[Opening Records provided section]
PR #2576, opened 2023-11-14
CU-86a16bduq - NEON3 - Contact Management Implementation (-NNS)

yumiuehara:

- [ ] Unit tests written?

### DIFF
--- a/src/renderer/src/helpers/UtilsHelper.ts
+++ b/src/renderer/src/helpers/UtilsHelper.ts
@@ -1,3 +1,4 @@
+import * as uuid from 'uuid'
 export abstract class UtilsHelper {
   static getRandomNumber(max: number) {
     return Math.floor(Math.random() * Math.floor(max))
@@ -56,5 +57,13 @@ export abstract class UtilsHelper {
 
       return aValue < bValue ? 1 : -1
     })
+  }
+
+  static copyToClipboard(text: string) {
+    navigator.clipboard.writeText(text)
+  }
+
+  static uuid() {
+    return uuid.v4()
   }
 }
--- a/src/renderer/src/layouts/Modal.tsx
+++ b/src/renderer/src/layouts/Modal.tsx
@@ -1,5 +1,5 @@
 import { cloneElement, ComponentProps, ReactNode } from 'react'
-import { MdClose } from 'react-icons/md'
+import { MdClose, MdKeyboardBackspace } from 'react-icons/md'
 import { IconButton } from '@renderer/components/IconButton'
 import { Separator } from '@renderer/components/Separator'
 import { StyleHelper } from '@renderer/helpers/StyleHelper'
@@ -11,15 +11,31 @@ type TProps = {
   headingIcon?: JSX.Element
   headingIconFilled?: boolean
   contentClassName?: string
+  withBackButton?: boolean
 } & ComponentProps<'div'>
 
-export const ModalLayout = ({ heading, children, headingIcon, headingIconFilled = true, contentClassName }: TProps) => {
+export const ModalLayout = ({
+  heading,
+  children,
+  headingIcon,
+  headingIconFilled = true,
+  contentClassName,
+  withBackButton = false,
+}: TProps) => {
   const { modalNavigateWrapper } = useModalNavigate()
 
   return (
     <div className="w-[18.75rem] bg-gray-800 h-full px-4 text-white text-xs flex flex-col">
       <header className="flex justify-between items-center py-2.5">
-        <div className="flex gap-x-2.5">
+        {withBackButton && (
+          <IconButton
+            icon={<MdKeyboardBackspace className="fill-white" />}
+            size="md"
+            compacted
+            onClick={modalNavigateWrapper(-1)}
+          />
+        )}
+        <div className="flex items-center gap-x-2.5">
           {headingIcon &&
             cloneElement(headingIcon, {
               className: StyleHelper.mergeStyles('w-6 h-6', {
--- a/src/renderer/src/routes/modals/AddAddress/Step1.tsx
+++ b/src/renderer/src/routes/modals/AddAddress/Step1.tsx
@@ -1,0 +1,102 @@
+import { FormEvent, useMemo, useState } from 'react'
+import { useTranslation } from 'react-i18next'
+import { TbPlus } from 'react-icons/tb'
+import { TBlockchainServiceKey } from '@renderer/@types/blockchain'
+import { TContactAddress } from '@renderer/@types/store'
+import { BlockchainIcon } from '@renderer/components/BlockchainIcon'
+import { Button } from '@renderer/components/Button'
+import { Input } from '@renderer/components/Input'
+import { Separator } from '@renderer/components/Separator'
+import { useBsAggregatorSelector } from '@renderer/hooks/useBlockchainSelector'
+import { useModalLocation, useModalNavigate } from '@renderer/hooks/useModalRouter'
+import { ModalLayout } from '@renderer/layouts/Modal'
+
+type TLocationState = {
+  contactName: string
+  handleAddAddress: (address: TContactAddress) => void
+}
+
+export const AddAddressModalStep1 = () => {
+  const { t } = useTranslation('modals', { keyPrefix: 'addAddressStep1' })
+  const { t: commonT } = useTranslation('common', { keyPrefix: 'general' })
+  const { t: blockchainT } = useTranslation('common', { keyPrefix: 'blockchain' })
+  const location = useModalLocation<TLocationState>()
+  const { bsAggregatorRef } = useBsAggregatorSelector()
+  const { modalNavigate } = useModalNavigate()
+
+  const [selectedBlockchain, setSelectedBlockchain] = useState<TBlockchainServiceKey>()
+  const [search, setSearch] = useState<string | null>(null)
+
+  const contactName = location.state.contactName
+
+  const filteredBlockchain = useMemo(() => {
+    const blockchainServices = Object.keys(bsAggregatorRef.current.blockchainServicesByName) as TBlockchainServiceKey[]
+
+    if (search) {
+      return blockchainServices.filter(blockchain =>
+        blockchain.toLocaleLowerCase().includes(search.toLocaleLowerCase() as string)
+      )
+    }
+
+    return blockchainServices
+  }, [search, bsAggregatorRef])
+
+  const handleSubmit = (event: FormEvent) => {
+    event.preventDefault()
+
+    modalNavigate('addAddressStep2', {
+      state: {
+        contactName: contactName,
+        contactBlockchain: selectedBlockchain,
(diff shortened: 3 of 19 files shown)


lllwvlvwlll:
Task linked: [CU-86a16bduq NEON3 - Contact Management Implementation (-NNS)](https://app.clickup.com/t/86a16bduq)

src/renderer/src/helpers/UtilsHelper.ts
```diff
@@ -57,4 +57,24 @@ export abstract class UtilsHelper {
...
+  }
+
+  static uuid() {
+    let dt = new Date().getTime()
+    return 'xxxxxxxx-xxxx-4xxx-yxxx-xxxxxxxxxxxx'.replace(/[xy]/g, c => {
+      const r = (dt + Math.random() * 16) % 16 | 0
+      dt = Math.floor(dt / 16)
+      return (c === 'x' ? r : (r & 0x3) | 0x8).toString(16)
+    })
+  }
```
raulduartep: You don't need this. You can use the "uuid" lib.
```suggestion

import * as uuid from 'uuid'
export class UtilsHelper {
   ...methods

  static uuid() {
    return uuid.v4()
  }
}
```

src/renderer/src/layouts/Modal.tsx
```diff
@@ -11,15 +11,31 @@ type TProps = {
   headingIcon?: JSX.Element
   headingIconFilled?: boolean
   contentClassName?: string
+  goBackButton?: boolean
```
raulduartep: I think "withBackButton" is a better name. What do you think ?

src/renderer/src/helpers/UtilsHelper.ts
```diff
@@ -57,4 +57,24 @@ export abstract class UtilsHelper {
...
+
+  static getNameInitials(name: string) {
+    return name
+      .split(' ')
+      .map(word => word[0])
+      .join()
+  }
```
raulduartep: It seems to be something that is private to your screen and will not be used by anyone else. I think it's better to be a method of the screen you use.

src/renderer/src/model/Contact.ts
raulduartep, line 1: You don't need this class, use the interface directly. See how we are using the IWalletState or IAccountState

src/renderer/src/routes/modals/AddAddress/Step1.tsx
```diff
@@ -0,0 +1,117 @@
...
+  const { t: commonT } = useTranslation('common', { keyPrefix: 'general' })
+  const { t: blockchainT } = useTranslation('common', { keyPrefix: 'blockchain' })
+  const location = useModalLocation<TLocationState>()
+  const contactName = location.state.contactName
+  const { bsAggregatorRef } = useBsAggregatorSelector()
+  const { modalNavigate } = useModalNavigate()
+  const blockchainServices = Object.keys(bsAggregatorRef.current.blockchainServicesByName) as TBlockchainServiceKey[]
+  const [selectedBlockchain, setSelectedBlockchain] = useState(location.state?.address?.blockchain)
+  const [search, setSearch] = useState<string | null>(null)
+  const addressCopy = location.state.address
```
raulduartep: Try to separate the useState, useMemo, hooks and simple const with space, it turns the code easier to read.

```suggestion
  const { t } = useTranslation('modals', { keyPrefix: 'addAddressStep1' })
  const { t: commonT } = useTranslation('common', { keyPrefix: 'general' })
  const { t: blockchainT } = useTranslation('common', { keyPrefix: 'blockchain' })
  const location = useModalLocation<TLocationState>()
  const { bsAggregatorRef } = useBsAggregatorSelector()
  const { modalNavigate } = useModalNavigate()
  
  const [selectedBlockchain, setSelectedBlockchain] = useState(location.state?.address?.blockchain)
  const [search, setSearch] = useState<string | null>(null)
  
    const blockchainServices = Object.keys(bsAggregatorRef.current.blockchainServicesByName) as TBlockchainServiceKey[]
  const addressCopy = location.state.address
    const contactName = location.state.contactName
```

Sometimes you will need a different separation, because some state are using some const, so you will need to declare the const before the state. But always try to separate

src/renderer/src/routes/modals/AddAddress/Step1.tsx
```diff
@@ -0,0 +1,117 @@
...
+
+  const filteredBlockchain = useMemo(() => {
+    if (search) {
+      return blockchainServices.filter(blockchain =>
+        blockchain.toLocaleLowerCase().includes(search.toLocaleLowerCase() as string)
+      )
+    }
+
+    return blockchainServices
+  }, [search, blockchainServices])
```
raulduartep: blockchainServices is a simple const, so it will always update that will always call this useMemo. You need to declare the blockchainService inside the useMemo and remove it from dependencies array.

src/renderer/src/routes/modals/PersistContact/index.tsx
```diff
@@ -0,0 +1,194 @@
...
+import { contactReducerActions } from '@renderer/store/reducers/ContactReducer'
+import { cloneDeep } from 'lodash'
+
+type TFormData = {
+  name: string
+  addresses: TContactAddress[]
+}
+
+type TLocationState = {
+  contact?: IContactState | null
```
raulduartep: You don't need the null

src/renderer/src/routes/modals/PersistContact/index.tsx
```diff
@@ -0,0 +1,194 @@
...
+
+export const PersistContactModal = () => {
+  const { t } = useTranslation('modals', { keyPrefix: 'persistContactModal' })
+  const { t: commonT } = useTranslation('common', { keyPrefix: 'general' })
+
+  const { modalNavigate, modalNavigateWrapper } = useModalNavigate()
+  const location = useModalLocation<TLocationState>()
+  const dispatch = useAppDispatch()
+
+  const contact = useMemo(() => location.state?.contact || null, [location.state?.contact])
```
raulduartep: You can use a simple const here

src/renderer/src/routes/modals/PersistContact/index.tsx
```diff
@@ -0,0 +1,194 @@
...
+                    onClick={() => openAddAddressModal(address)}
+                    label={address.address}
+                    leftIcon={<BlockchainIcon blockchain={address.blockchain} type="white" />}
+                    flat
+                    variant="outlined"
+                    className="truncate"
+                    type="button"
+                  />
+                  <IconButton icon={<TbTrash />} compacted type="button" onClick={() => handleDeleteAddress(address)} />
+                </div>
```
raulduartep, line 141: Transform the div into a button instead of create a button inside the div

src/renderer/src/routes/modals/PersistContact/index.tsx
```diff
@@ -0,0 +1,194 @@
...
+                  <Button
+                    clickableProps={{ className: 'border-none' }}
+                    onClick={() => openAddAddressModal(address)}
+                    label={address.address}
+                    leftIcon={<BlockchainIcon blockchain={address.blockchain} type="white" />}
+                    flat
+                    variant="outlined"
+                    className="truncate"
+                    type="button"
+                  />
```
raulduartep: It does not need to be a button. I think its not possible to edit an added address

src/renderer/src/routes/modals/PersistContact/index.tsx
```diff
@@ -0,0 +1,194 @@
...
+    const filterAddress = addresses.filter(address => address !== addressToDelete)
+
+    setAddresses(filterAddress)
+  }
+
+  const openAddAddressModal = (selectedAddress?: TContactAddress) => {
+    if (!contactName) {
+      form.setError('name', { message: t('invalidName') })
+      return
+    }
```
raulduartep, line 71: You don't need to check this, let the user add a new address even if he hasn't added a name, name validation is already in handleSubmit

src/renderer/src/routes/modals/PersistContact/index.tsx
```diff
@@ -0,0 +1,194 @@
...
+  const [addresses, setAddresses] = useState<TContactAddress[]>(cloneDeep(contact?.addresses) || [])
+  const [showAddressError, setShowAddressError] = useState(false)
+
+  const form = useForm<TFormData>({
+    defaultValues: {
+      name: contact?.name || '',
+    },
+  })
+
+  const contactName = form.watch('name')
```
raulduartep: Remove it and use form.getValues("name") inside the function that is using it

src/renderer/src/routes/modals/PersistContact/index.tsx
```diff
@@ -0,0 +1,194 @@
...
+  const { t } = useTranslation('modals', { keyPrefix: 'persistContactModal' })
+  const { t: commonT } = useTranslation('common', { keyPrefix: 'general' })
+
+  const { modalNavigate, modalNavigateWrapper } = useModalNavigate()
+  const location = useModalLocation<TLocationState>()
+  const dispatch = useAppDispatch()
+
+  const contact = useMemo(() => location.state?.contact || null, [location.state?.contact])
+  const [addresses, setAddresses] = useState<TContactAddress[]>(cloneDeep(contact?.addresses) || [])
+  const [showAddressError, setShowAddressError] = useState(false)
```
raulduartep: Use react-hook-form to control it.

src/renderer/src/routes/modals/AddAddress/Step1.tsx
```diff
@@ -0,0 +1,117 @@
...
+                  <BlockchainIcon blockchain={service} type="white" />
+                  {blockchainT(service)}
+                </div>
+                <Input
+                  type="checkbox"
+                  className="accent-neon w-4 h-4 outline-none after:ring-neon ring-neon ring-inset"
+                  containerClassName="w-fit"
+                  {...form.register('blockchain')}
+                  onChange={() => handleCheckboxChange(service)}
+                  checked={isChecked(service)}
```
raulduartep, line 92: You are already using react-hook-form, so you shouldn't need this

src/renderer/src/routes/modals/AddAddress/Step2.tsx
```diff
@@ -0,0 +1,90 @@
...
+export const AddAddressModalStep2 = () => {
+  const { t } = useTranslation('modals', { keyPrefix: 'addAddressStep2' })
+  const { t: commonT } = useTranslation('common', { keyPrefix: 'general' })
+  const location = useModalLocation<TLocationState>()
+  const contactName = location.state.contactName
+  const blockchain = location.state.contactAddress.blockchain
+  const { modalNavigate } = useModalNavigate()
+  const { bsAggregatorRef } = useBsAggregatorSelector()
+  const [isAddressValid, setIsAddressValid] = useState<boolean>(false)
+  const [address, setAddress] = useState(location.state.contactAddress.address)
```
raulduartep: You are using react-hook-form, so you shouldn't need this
[Closing Records provided section]
[Opening Records provided section]
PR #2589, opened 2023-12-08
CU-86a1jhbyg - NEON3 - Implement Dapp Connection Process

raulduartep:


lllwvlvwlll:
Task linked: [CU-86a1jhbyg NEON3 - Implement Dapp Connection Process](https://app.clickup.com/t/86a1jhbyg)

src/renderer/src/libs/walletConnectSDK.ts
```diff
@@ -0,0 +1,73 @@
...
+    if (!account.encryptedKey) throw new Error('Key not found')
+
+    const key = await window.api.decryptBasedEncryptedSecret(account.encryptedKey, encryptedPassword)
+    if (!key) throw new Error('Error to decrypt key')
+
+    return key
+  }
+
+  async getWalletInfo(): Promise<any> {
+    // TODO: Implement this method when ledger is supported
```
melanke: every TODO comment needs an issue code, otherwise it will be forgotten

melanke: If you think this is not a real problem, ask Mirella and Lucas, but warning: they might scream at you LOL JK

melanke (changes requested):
[Closing Records provided section]
* **Brief**
Look through the entries above for the word "modalNavigateWrapper". Copy every line where it shows up.

* **Exercise response**
   const { modalNavigateWrapper } = useModalNavigate()
+            onClick={modalNavigateWrapper(-1)}
+  const { modalNavigate, modalNavigateWrapper } = useModalNavigate()
+  const { modalNavigate, modalNavigateWrapper } = useModalNavigate()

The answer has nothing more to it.